Records drawn from a dataset:

PR #128, opened 2023-03-16
Update _index.adoc

jdpc86:
per https://bugs.freebsd.org/bugzilla/show_bug.cgi?id=270229, removing invalid link for now until a replacement is in place


sergio-carlavilla:
Fixed in: https://cgit.freebsd.org/doc/commit/?id=d84a170606cd2b62ef11c22a5848c4a81956bfca
Thanks!

PR #129, opened 2023-03-16
Update _index.adoc

jdpc86:
per https://bugs.freebsd.org/bugzilla/show_bug.cgi?id=270229, removed invalid link for now until a replacement becomes available


sergio-carlavilla:
Fixed in: https://cgit.freebsd.org/doc/commit/?id=1d52bc22a75657661e60adfa531825dac76ee93b
Thanks!

PR #133, opened 2023-03-17
developers-handbook: ipv6: Use ping -6 instead of ping6

jlduran:
Although the command `ping6` is still supported, its man page has been disconnected from the build.

Replace occurrences of `ping6` with `ping -6`.


sergio-carlavilla:
Fixed on https://cgit.freebsd.org/doc/commit/?id=86d39751
Thanks!

PR #152, opened 2023-04-01
handbook: Add GitHub as another source for src pull requests

jlduran:
As mentioned in CONTRIBUTING.md, GitHub is also another source for src pull requests.


bsdimp:
Seems good to me.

# [WHAT IS NEEDED]
Start copying at the line that contains "Fixed on https://cgit.freebsd.org/doc/commit/?id=86d39751" and stop after the last line of the records, keeping every line exactly.

# [SOLUTION TO THE EXERCISE]
Fixed on https://cgit.freebsd.org/doc/commit/?id=86d39751
Thanks!

PR #152, opened 2023-04-01
handbook: Add GitHub as another source for src pull requests

jlduran:
As mentioned in CONTRIBUTING.md, GitHub is also another source for src pull requests.


bsdimp:
Seems good to me.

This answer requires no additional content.